Disease-modifying therapies (DMTs) for multiple sclerosis aim to specifically reduce inflammation in relapsing multiple sclerosis and promote neuroprotection and neurorepair in progressive multiple sclerosis (MS). Most of the currently available disease-modifying drugs (DMDs) require regular and frequent parenteral administration, which imposes a burden on patients and leads to reduced adherence. Not all MS patients respond adequately to current DMDs and, therefore, alternative MS treatments with less invasive routes of administration and new modes of action are required to expand the current treatment repertoire, increase adherence, and thereby improve efficacy. As one of the oral DMDs, teriflunomide is a potentially promising new oral agent in the treatment of relapsing MS. It inhibits dihydro-orotate dehydrogenase (DHODH) and the synthesis of pyrimidine and has selective immunosuppressive and immunomodulatory properties.

To explore the potential benefits of teriflunomide and so expand the available DMT options, the effectiveness and safety of teriflunomide, as monotherapy or combination therapy, were assessed versus placebo or approved DMDs (IFN-β, glatiramer acetate, natalizumab, mitoxantrone, fingolimod) for modifying disease in patients with MS.
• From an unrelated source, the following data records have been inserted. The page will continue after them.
PR #2005, opened 2026-07-24
fix: gmpctl ensure correct tools are installed across old and new releases

bwplotka:
This should unblock the `release` command, so it works across branches and repos.

### DIFF
--- a/ops/gmpctl.sh
+++ b/ops/gmpctl.sh
@@ -26,6 +26,15 @@ SCRIPT_DIR="$(
 	pwd -P
 )"
 
+# Install dependencies in the current context. We switch Go toolchain versions so using go tool might not work.
+go install github.com/google/go-containerregistry/cmd/gcrane@latest
+go install github.com/mikefarah/yq/v4@latest
+go install helm.sh/helm/v3/cmd/helm@latest
+go install github.com/google/addlicense@latest
+go install golang.org/x/vuln/cmd/govulncheck@latest
+
+export PATH="$(go env GOPATH)/bin:${PATH}"
+
 # NOTE gmpctl expects the gmpctl directory to be present on execution for
 # local bash scripts and configuration.
 #
--- a/ops/gmpctl.sh
+++ b/ops/gmpctl.sh
@@ -26,14 +26,15 @@ SCRIPT_DIR="$(
 	pwd -P
 )"
 
-# Install dependencies in the current context. We switch Go toolchain versions so using go tool might not work.
+# Install dependencies in a local directory. We switch Go toolchain versions so using go tool might not work.
+export GOBIN="${SCRIPT_DIR}/.bin"
+export PATH="${GOBIN}:${PATH}"
+
 go install github.com/google/go-containerregistry/cmd/gcrane@latest
 go install github.com/mikefarah/yq/v4@latest
 go install helm.sh/helm/v3/cmd/helm@latest
 go install github.com/google/addlicense@latest
 go install golang.org/x/vuln/cmd/govulncheck@latest
-
-export PATH="$(go env GOPATH)/bin:${PATH}"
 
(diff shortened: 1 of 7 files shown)


ops/gmpctl.sh
```diff
@@ -26,6 +26,15 @@ SCRIPT_DIR="$(
...
 )"
 
+# Install dependencies in the current context. We switch Go toolchain versions so using go tool might not work.
+go install github.com/google/go-containerregistry/cmd/gcrane@latest
+go install github.com/mikefarah/yq/v4@latest
+go install helm.sh/helm/v3/cmd/helm@latest
+go install github.com/google/addlicense@latest
+go install golang.org/x/vuln/cmd/govulncheck@latest
+
+export PATH="$(go env GOPATH)/bin:${PATH}"
```
quentinmit: `$GOPATH` is a colon-separated list, so you can't just interpolate it here.

I suggest setting `$GOBIN` to a local directory instead, which will mean you can be sure where the binaries are, and also that you won't clobber any other versions the caller already has in their `$GOPATH`

ops/gmpctl/lib.sh
```diff
@@ -442,17 +440,21 @@ release-lib::manifests_regen() {
...
-	go install github.com/mikefarah/yq/v4@latest
-
 	# Hack: Do the bingo variable swap. This allows injecting our own.
 	# This is faster than running requiring bingo and running bingo get.
-	cp "${dir}/.bingo/variables.env" "${dir}/.bingo/variables.env.bak"
-	echo "#!/bin/bash" >"${dir}/.bingo/variables.env" # Clean the file.
+	# NOTE: Only needed before 0.19.
+	if [[ -f "${dir}/.bingo/variables.env" ]]; then
+		cp "${dir}/.bingo/variables.env" "${dir}/.bingo/variables.env.bak"
+		echo "#!/bin/bash" >"${dir}/.bingo/variables.env" # Clean the file.
```
quentinmit: I think the script committed this broken environment file for me because `presubmit.sh manifests` errored out. Instead I think

```shell
trap 'mv "${dir}/.bingo/variables.env.bak" "${dir}/.bingo/variables.env"; trap - RETURN' RETURN
```

should cause the file to be cleaned up when the function returns, whether or not `presubmit.sh` fails.

bwplotka: Yup, fixed!

ops/gmpctl.sh
bwplotka: done

ops/gmpctl/lib.sh
```diff
@@ -442,17 +440,17 @@ release-lib::manifests_regen() {
...
+  fi
 
-	# Hack: Do the bingo variable swap. This allows injecting our own.
-	# This is faster than running requiring bingo and running bingo get.
-	cp "${dir}/.bingo/variables.env" "${dir}/.bingo/variables.env.bak"
-	echo "#!/bin/bash" >"${dir}/.bingo/variables.env" # Clean the file.
-	YQ="$(which yq)" HELM="$(which helm)" ADDLICENSE="$(which addlicense)" bash "${dir}/hack/presubmit.sh" manifests
-	cp "${dir}/.bingo/variables.env.bak" "${dir}/.bingo/variables.env"
+  echo "🔄 Regenerating manifests..."
+  YQ="$(command -v yq)" HELM="$(command -v helm)" ADDLICENSE="$(command -v addlicense)" bash "${dir}/hack/presubmit.sh" manifests
```
quentinmit, line 453: Do you still need to rely on `$PATH`? Why can't you use `$GOBIN/yq` etc.?

quentinmit (approved):

ops/gmpctl/lib.sh
bwplotka: Let me fix in another one, fair point.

The Trials Search Co-ordinator searched the Cochrane Multiple Sclerosis and Rare Diseases of the Central Nervous System Group Specialised Register (27 June 2012). We checked references in identified trials and manually searched the reports (2004 to June 2012) from neurological associations and MS societies. We also communicated with researchers participating in trials on teriflunomide and contacted Sanofi-Aventis.
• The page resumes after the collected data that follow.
PR #2007, opened 2026-07-24
fix: remove severity check, make gmpctl more reliable

bwplotka:
This PR removes the NVDAPI flow and severity checking in gmpctl to make gmpctl vulnupdatelist more reliable.

Initially I had it so we prioritize HIGH vulns, but in practice we need all..


avilevy18 (approved):
LGTM

quentinmit (approved):

PR #2008, opened 2026-07-24
fix(ops): allow gmpctl to ignore specified modules; loop

bwplotka:
This PR improves `gmpctl vulnfix` reliability by adding module ignoring capabilities, fixing dependency parsing, and adding multi-pass vulnerability resolution.

### Changes Included

1. **Ignored Modules Support**:
   - Added `vuln_ignored_modules` setting in `.gmpctl.default.yaml`.
   - Added `-vuln-ignore-modules` flag to `gmpctl` and `vulnupdatelist` to skip specific Go module upgrades (such as `github.com/prometheus/prometheus`) during vulnerability remediation.

2. **Dependency Update Bug Fix (`lib.sh`)**:
   - Fixed `release-lib::gomod_vulnfix` parsing of `vulnupdatelist` output (using `$1` instead of `$2` to correctly extract `module@version` rather than CVE IDs).
   - Switched from line-matching `sed` to `go get "${mod_path}@${desired_version}"` to reliably update both direct and indirect dependencies in `go.mod`.

3. **Multi-Pass Vulnerability Resolution (`vulnfix.sh`)**:
   - Added an iterative loop (up to 5 attempts) in `vulnfix.sh` to handle chained/transitive vulnerability fixes (e.g., when updating a module reveals a higher patch requirement in subsequent scans).

4. **Tests**:
   - Added unit tests in `vulnupdatelist/vuln_test.go` verifying ignored module logic and update list compilation.


ops/gmpctl/vulnupdatelist/vuln.go
```diff
@@ -160,10 +151,26 @@ func compileUpdateList(jsonData io.Reader, onlyFixed bool) ([]UpdateList, error)
...
-		return updateList[i].Module < updateList[j].Module
+	allUpdates := slices.Collect(maps.Values(updates))
+	sort.Slice(allUpdates, func(i, j int) bool {
+		return allUpdates[i].Module < allUpdates[j].Module
 	})
+
+	var updateList []UpdateList
+	for _, up := range allUpdates {
+		if up.Ignored {
+			slog.Info("Ignoring module upgrade due to configuration", "module", up.Module)
```
dashpole: Since the configuration comment notes that skipping modules should produce a warning, consider logging as `slog.Warn` instead of `slog.Info` and including the ignored CVE ID for security visibility.
```suggestion
			slog.Warn("IMPORTANT: Found Go vulnerability in an ignored module; skipping upgrade...", "module", up.Module, "cve", up.CVEID)
```

ops/gmpctl/vulnupdatelist/main.go
```diff
@@ -52,6 +54,7 @@ type UpdateList struct {
 	Module         string
 	FixedVersion   *semver.Version
 	Version        string
+	Ignored        bool
```
dashpole: Since ignored modules are filtered out in `compileUpdateList` before returning the update list, every returned `UpdateList` struct always has `Ignored` set to false. Consider removing the `Ignored` field from this struct and simply checking if a module should be ignored directly during the loop in `vuln.go`.

ops/gmpctl/vulnfix.sh
```diff
@@ -100,23 +100,27 @@ echo "*" >>"${DIR}/.gmpctl/.gitignore"
...
+done
 
-	# Check if that helped.
-	echo "⚠️  This will fail on older branches with vendoring; in this case, simply go to ${DIR}, run 'go mod vendor' and rerun."
-	release-lib::vulnlist "${DIR}" "${vuln_file}"
-	if [[ "no vulnerabilities" != $(cat "${vuln_file}") ]]; then
-		echo "❌  After go mod update some vulnerabilities are still found; go to ${DIR} and resolve it manually (select not reusing the ./vulnlist.txt file) and rerun."
-		exit 1
-	fi
+release-lib::vulnlist "${DIR}" "${vuln_file}"
```
dashpole: When the loop breaks early after confirming no remaining vulnerabilities, executing `release-lib::vulnlist` down here redundantly re-runs `govulncheck` on an unchanged codebase. Consider wrapping this call in a condition so it only re-runs if vulnerabilities were still present when the loop exited.
```suggestion
if [[ "no vulnerabilities" != $(cat "${vuln_file}") ]]; then
	release-lib::vulnlist "${DIR}" "${vuln_file}"
fi
```

ops/gmpctl/vulnfix.sh
```diff
@@ -100,23 +100,27 @@ echo "*" >>"${DIR}/.gmpctl/.gitignore"
...
+	if [[ "no vulnerabilities" == $(cat "${vuln_file}") ]]; then
+		echo "✅ No more fixable Go vulnerabilities found!"
+		break
+	fi
 
-if [[ "no vulnerabilities" != $(cat "${vuln_file}") ]]; then
-	# Attempt to update + go mod tidy.
+	echo "🔄 Iteration $i/$max_attempts: Applying dependency updates..."
 	release-lib::gomod_vulnfix "${DIR}" "${vuln_file}"
+	pushd "${DIR}"
```
dashpole: Since `pushd` is already called before entering the loop and `release-lib::gomod_vulnfix` leaves the working directory unchanged, calling `pushd` and `popd` around these git commands is redundant and adds extra directory stack output during loop iterations.

ops/gmpctl/lib.sh
```diff
@@ -145,13 +146,14 @@ release-lib::gomod_vulnfix() {
...
 	while IFS= read -r line || [[ -n "$line" ]]; do
 		# Skip any empty lines in the input file.
 		if [ -z "$line" ]; then
 			continue
 		fi
 
-		mod=$(echo "$line" | awk '{print $2}')
+		mod=$(echo "$line" | awk '{print $1}')
 		mod_path=$(echo "${mod}" | cut -d'@' -f1)
 		desired_version=$(echo "${mod}" | cut -d'@' -f2)
```
dashpole: If an input line lacks an `@` delimiter, `cut` without `-s` returns the full string, which bypasses the empty check below and attempts an invalid `go get` command. Using `cut -s` ensures `desired_version` evaluates to empty for lines without an `@` symbol.
```suggestion
		desired_version=$(echo "${mod}" | cut -s -d'@' -f2)
```

ops/gmpctl/lib.sh
```diff
@@ -161,10 +163,9 @@ release-lib::gomod_vulnfix() {
 		fi
 
 		echo "🔄 Updating module '${mod_path}' to version '${desired_version}'..."
-		${SED} -i "s|\(	${mod_path} \).*|\1${desired_version}|" "${dir}/go.mod"
+		go get "${mod_path}@${desired_version}"
```
dashpole: Since `UpdateList.String()` formats unfixable vulnerabilities as `module@???`, executing `go get` directly will fail with a fatal command error if an unfixable entry reaches this point. Consider adding an explicit check before calling `go get` to verify that `desired_version` is a valid version string and not `???`.

ops/gmpctl/vulnupdatelist/vuln_test.go
```diff
@@ -0,0 +1,44 @@
...
+{"osv":{"id":"GO-2024-0001","summary":"Test vuln 1"}}
+{"finding":{"osv":"GO-2024-0001","fixed_version":"1.2.3","trace":[{"module":"github.com/prometheus/prometheus","version":"1.0.0"}]}}
+{"osv":{"id":"GO-2024-0002","summary":"Test vuln 2"}}
+{"finding":{"osv":"GO-2024-0002","fixed_version":"0.1.5","trace":[{"module":"golang.org/x/net","version":"0.1.0"}]}}
+`
+
+	t.Run("without ignored modules", func(t *testing.T) {
+		updates, err := compileUpdateList(strings.NewReader(mockJSON), false, nil)
+		require.NoError(t, err)
+		require.Len(t, updates, 2)
```
dashpole, line 35: In these test cases, checking only the slice length and module name leaves fields like `FixedVersion`, `Version`, and `CVEID` unverified. Consider adding field-level assertions on the returned structs to better guard against parsing regressions.

ops/gmpctl/lib.sh
bwplotka: tool never prints unfixable modules.

ops/gmpctl/lib.sh
```diff
@@ -145,26 +146,26 @@ release-lib::gomod_vulnfix() {
...
+		desired_version=$(echo "${mod}" | cut -s -d'@' -f2)
 
 		if [[ -z "${mod_path}" ]] || [[ -z "${desired_version}" ]]; then
 			echo "⚠️ Skipping malformed line: $line"
 			continue
 		fi
 
 		echo "🔄 Updating module '${mod_path}' to version '${desired_version}'..."
-		${SED} -i "s|\(	${mod_path} \).*|\1${desired_version}|" "${dir}/go.mod"
+		go get "${mod_path}@${desired_version}"
```
bwplotka: same as https://github.com/GoogleCloudPlatform/prometheus-engine/pull/2015/changes#r3728747023 but probably ok

dashpole (approved):

PR #5042, opened 2015-10-01
Fixed OIOUtils.getTodayWithTime so it parses using 24hr clock.

allanmoso:
OIOUtils.getTodayWithTime was parsing the time with format 'HH:mm:ss' but was converting it to a 12 hour clock.

So 17:00:00 was converted to 5:00 AM instead of 5:00 PM.


lvca:
Perfect, thanks!

allanmoso:
@lvca Is this fix going to be on the next hotfix release? When is the next hotfix release?

This issue affects the way OAutomaticBackup works in that the 'firstTime' behaves differently depending on what time of the day the orientdb server is started (since the parameter discards the AM/PM aspect of the time).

All randomised, double-blind, controlled, parallel clinical trials (RCTs) with a length of follow-up of at least one year evaluating teriflunomide, as monotherapy or combination therapy, versus placebo or other treatments (IFN-β, glatiramer acetate, natalizumab, mitoxantrone, fingolimod) for patients with MS. Titles and abstracts of the citations retrieved by the literature search were screened independently for inclusion or exclusion by two review authors. Any disagreement regarding inclusion was resolved by discussion or by referral to a third assessor if necessary.
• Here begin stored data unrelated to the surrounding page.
PR #5104, opened 2015-10-12
added $matches and $group context vars

micha-nerdlichter:
Adds context vars ```$matches``` and ```$group``` for ```MATCHES``` operator.
Example in GreatfulDeadConcerts:
```sql
select name, $matches, $groups from V where name matches "(Garcia.*|JA.*?)(ROE)?"
```
outputs information about the group that matched:

image

### DIFF
--- a/core/src/main/java/com/orientechnologies/orient/core/sql/operator/OQueryOperatorMatches.java
+++ b/core/src/main/java/com/orientechnologies/orient/core/sql/operator/OQueryOperatorMatches.java
@@ -19,7 +19,10 @@
   */
 package com.orientechnologies.orient.core.sql.operator;
 
+import java.util.regex.Matcher;
 import java.util.regex.Pattern;
+import java.util.List;
+import java.util.ArrayList;
 
 import com.orientechnologies.orient.core.command.OCommandContext;
 import com.orientechnologies.orient.core.db.record.OIdentifiable;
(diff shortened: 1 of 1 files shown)


core/src/main/java/com/orientechnologies/orient/core/sql/operator/OQueryOperatorMatches.java
```diff
@@ -66,6 +69,21 @@ private boolean matches(String iValue, String iRegex, OCommandContext iContext)
...
+			List<String> iMatches = new ArrayList<String>();
+			List<Integer> iGroups = new ArrayList<Integer>();
+			for(int i = 1; i <= m.groupCount(); i++) {
+				String match = m.group(i);
+				if (match != null) {
+					iMatches.add(match);
+					iGroups.add(i-1);
+				}
+			}
+			iContext.setVariable("matches", iMatches);
```
nagarajasr: the context variable may already have an existing value, in which case you might want to add to the existing list instead of losing the existing context variable values.

nagarajasr: also while we're at it, we should consider to refactor all of the available context variable names into a constants file so that it becomes easier to document what context variables are available. it should probably be a new issue though.

lvca:
@micha-nerdlichter Thanks for the PR, but I'm forced to discard it because you used master branch, while develop should be used. Take a look at: http://orientdb.com/docs/last/Contribute-to-OrientDB.html. Please could you resent the PR to develop after you have pulled last version?

Small note: could you call the context variable with a `matches` prefix? Like: `$matches_key` and `$matches_group` ? I'm not sure for `$matches_key` name, if you have something better let's propose it.

PR #5142, opened 2015-10-17
Corrected grammar in settings

smolinari:
I tried to also get some standardization in the settings. Rules I set and followed.

1. All settings end with a period, despite the setting description being a full sentence or not.
2. All references to the defaults or setting values are in parenthesis. Like (in seconds), (in ms), (default is set to true), etc.

I am also not certain about the correctness of some of my changes. Please check lines

101 for correctness. "doesn't allow /allows"?
117 for correctness. Change of the storage configuration?
119 no correction made on my part, just a note. "nothing" isn't really the right word for the setting. "None" would be better, but I realize that means the code would need to change too.
122 the same note for line 119 goes for this setting too.
149 not sure what the intent was with "Can be more or less.", so I just removed it. I would assume the setting controls the max size of the WAL.
266 Says "false by default", but is set to true, I think?
294 for correctness.
325 for correctness.
493-501 descriptions aren't very descriptive.

Hope I could help. 

Scott

### DIFF
--- a/core/src/main/java/com/orientechnologies/orient/core/config/OGlobalConfiguration.java
+++ b/core/src/main/java/com/orientechnologies/orient/core/config/OGlobalConfiguration.java
@@ -1,75 +1,75 @@
-    /*
-        *
-        *  *  Copyright 2014 Orient Technologies LTD (info(at)orientechnologies.com)
-        *  *
-        *  *  Licensed under the Apache License, Version 2.0 (the "License");
-        *  *  you may not use this file except in compliance with the License.
-        *  *  You may obtain a copy of the License at
-        *  *
-        *  *       http://www.apache.org/licenses/LICENSE-2.0
-        *  *
-        *  *  Unless required by applicable law or agreed to in writing, software
-        *  *  distributed under the License is distributed on an "AS IS" BASIS,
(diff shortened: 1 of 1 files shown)


lvca:
Hey @smolinari the formatting is completely gone and it's impossible for me compare what you changed. I have to be sure you didn't change settings names.

smolinari:
I am pretty sure, I didn't change anything outside of the settings text.

Scott

smolinari:
Wait, I see what you mean. Hmm...I think that is because I cut and pasted from the Github editor and my editor zapped the formatting. Let me correct it. 

Scott

smolinari:
Ok. I've reformatted everything. 

I hope it is ok that I used 4 spaces for all the indents. Is it really a standard in the ODB code to use 4 spaces for some indents and 2 for others? Do you have a coding standard written somewhere?

To be honest, the whole file still looks sloppy to me. For instance, why do some "if" statements use brackets and others don't? Why do some configs have comments saying the same thing as the description text and others don't (I'd get rid of the comments, since they add no benefit)? I'd also make it standard that the next line for every configuration setting starts with the description text. Some do, some don't. 

If you want me to go through and "standardize" the file, let me know.

Scott

lvca:
Merged, thanks!

PR #5234, opened 2015-10-27
Changed to use hazelcast and hazelcast-cloud instead of hazelcast-all

w3aponx:
As discussed with lvca, changed to use `hazelcast` and `hazelcast-cloud` instead of `hazelcast-all` to reduce the number of dependencies being pulled in unnecessarily.  Also reduces the risk of conflicts with other projects using Hazelcast but adding only dependencies on individual modules.
Unit tests passed successfully.  Consider back-porting to 2.1.x if there is going to be another release before 2.2.0 is released.

### DIFF
--- a/distributed/pom.xml
+++ b/distributed/pom.xml
@@ -118,7 +118,12 @@
         </dependency>
         <dependency>
             <groupId>com.hazelcast</groupId>
-            <artifactId>hazelcast-all</artifactId>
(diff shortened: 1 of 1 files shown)


w3aponx:
Looks like the CI build failures have nothing to do with the pull requests, but rather the JDBC Driver is failing to build for some reason.  Correct?

lvca:
Thanks.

Two review authors independently extracted data and assessed trial quality. Disagreements were discussed and resolved by consensus among review authors. Principal investigators of included studies were contacted for additional data or confirmation of information.

Two studies involving 1204 people evaluated the efficacy and safety of teriflunomide 7 mg and 14 mg, alone or with add-on IFN-β, versus placebo for adult patients with relapsing forms of MS (relapsing-remitting (RRMS), secondary progressive (SPMS) with relapse, and progressive relapsing MS (PRMS)) and an entry Expanded Disability Status Scale (EDSS) score of ≤ 5.5. Both studies had high attrition bias (26.8% and 36.4% attrition respectively). Teriflunomide 7 or 14 mg alone had potential benefits on reducing relapse rates, and alone or with add-on IFN-β was safe for patients with relapsing forms of MS in the short term. The most common adverse events included nasopharyngitis, headache, diarrhoea, fatigue, elevated alanine aminotransferase levels, nausea, hair thinning or decreased hair density, influenza, back pain, urinary tract infection, and pain in the arms or legs. Four ongoing trials were identified.

We found low-level evidence for the use of teriflunomide as a disease-modifying therapy for MS, due to the limited quality of the available RCTs. We did not conduct meta-analysis because of the clinical and methodological diversity of the included studies. Short-term teriflunomide, 7 or 14 mg alone or with add-on IFN-β, was safe for patients with relapsing MS. Both teriflunomide 7 and 14 mg alone had potential benefits for patients with relapsing forms of MS. We are waiting for the publication of ongoing trials. RCTs with high methodological quality and longer periods of observation are needed to assess safety, disability progression, neuroprotection and quality of life.